UmfrageMehrheit empfindet Energie-Abhängigkeit als Bedrohung

[10.04.2026] Eine große Mehrheit der Deutschen sieht die Abhängigkeit von Energieimporten als Bedrohung. Eine aktuelle Umfrage zeigt zugleich klaren Rückhalt für mehr erneuerbare Energien und Speicher – und stellt politische Pläne infrage.

78 Prozent der Bevölkerung empfindet die Abhängigkeit von Energie-Importen als bedrohlich.

(Bildquelle: BSW-Solar)

Die Abhängigkeit Deutschlands von Energieimporten stößt in der Bevölkerung auf breite Skepsis. Wie der Bundesverband Solarwirtschaft (BSW-Solar) berichtet, empfinden 78 Prozent der Bürger diese Abhängigkeit als bedrohlich. Grundlage ist eine repräsentative YouGov-Umfrage unter Wahlberechtigten, die Ende März durchgeführt wurde.

68 Prozent der Befragten sprechen sich demnach dafür aus, die Importe von Öl und Erdgas durch einen stärkeren Ausbau erneuerbarer Energien und von Speichern zu verringern. Der Verband leitet daraus einen klaren politischen Auftrag ab und fordert von der Bundesregierung, den Ausbau nicht zu bremsen, sondern zu beschleunigen.

„Wiederholte geopolitische Krisen und explodierende Energiepreise haben vielen Menschen die Augen geöffnet“, sagt Hauptgeschäftsführer Carsten Körnig. Ein schneller Ausbau heimischer erneuerbarer Energien könne die Abhängigkeit von fossilen Importen deutlich senken, die wirtschaftliche Resilienz stärken und die Strompreise für Verbraucher drücken.

Kritisch bewertet der Verband Pläne aus dem Bundeswirtschaftsministerium, die Förderung von Solarstromanlagen sowie den Netzzugang für Solar- und Windkraftwerke ab 2027 deutlich einzuschränken. Diese Maßnahmen stünden im Widerspruch zum erklärten Bürgerwillen und könnten den Ausbau erneuerbarer Energien verlangsamen. Dadurch würde die Importabhängigkeit länger bestehen bleiben, was laut Körnig erhebliche Kosten für Wirtschaft und Gesellschaft nach sich ziehen könnte.

Technisch und energiewirtschaftlich gewinnt die Photovoltaik weiter an Bedeutung. Nach Angaben des Umweltbundesamts ersetzt Solarstrom zu 33 Prozent Strom aus Erdgas, zu 55 Prozent aus Steinkohle und zu zwölf Prozent aus Braunkohle. Mit einem Anteil von rund 18 Prozent an der inländischen Stromerzeugung hat die Photovoltaik inzwischen sowohl Braunkohle als auch Erdgas überholt.
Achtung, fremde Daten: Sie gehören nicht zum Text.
PR #2921, opened 2022-09-28
Nix flake release - caching K and kup

goodlyrottenapple:
This CI run should keep master builds in the k-framkework cachix cache.


.github/workflows/release-nix.yml
```diff
@@ -0,0 +1,58 @@
...
+          - runner: ubuntu-latest
+            os: ubuntu-latest
+          - runner: macos-12
+            os: macos-12
+          - runner: MacM1
+            os: self-macos-12
+    runs-on: ${{ matrix.runner }}
+    steps:
+      - name: 'Check out code'
+        uses: actions/checkout@v2.3.4
```
F-WRunTime: The latest version for checkout is @v3.0.2

F-WRunTime (dismissed):

dwightguth (dismissed):
We ought to already have a workflow that runs on pushes to master; this should probably be part of that workflow.

ehildenb:
There are no workflows on push to master currently @dwightguth , they are handled by Jenkins.

I'm working on migrating us over to GH Workflows for everything, but I think this job is fine.

We should rename the file and the workflow to "Master Push" instead of "Nix Release", and just have the particular job called Nix Release. This is in anticipation of me switching more of the Jenkins workflows over to GH runners.

.github/workflows/release-nix.yml
```diff
@@ -0,0 +1,58 @@
+name: "Release nix"
```
ehildenb:
```suggestion
name: "Master Push"
```

Also rename the file to `master-push.yml`. We'll be adding more jobs to it soon.

.github/workflows/release-nix.yml
```diff
@@ -0,0 +1,58 @@
...
+
+      - name: 'Build and cache K Framework'
+        run: |
+          export GC_DONT_GC=1
+          export CACHIX_AUTH_TOKEN=$RV_DEVOPS_CACHIX_TOKEN
+          nix shell nixpkgs#jq
+          nix-store --query --requisites --include-outputs \
+            $(nix-store --query --deriver \
+              $(nix build .#k --json | jq -r '.[].outputs | to_entries[].value')) \
+            | cachix push k-framework
```
ehildenb: I'd rather format this like this (for readabliity, and to make sure that it's more clear which subcommand fails if one of them fails):

```suggestion
          deriver=$(nix build .k --json | jq -r '.[].outputs | to_entries[].value')
          outputs=$(nix-store --query --deriver ${deriver})
          nix-store --query --requisites --include-outputs ${outputs} | cachix push k-framework
```

Same with the other steps in this job which use this pattern.

ehildenb (approved):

Da Solaranlagen nur geringe Betriebskosten verursachen, verdrängen sie teurere Gaskraftwerke aus dem Markt und senken so die Börsenstrompreise. Eine Analyse des Beratungsunternehmens Enervis im Auftrag des Verbands beziffert die Einsparungen für Haushalte, Gewerbe und Industrie bereits auf mehr als sechs Milliarden Euro jährlich.
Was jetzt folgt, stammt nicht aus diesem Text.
PR #2924, opened 2022-09-29
Add M1 mac to CI

Baltoli:
This PR enables CI on Apple Silicon for K, via the Nix flake derivation. Some minor changes to the Nix code are required to work around long-standing issues in an upstream Nix package; otherwise, the changes are formulaic following the PRs made to the LLVM and Haskell backends (https://github.com/runtimeverification/llvm-backend/pull/538, https://github.com/runtimeverification/haskell-backend/pull/3278)


.github/workflows/test-pr.yml
```diff
@@ -256,9 +269,16 @@ jobs:
...
       matrix:
-        os: [ubuntu-latest, macos-11]
-    runs-on: ${{ matrix.os }}
+        include:
+          - runner: ubuntu-latest
+            os: ubuntu-latest
+          - runner: macos-12
+            os: macos-12
+          - runner: MacM1
+            os: self-macos-12
```
goodlyrottenapple: I'm not sure the old-style nix expression will work on the M1 mac. Seems its failing on a seg-fault atm, so could try adding `GC_DONT_GC=1` to the `nix-build` commands. Otherwise best to just remove, as we will be migrating away from these old nix derivations at some point anyway.

Baltoli: If the long-term intent is to deprecate those derivations, I'll probably just remove it from this matrix. For this platform we're already being pretty aggressive about where you can build things due to tool compatibility, so having the flake build be the one true build shouldn't be an issue.

F-WRunTime (approved):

Auch wissenschaftliche Auswertungen bestätigen den Effekt. Analysen des Fraunhofer-Instituts für Solare Energiesysteme zeigen, dass der Ausbau erneuerbarer Energien seit 2022 dazu beigetragen hat, die Auswirkungen steigender Gaspreise auf den Strommarkt abzumildern. Vollständig unabhängig von geopolitischen Schocks sei das Energiesystem jedoch noch nicht.
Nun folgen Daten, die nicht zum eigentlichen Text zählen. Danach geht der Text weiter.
PR #2936, opened 2022-09-30
Improve error handling in `k-util.sh`

### LINKED ISSUE #2817: Process failure in `k-util.sh` should be more informative
I had a definition that was failing at macro expansion stage.

It only became apparent to me that this was the failure stage after adding `-v` to `krun`.

`k-util.sh` https://github.com/runtimeverification/k/blob/master/k-distribution/src/main/scripts/lib/k-util.sh should print out failing commands, so that the user knows what phase failed. But then it should still fail overall.

Baltoli:
This PR reorganises the `execute` function in `k-util.sh`:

Parallel sinkt der Förderbedarf für neue Photovoltaikanlagen. Laut Fraunhofer liegt die Subvention pro erzeugter Kilowattstunde inzwischen unter 2,7 Cent. Damit hat sich die Fördereffizienz in den vergangenen zwei Jahrzehnten um mehr als 90 Prozent verbessert. Staatliche Förderung deckt nur noch die Differenz zwischen Marktpreis und Erzeugungskosten.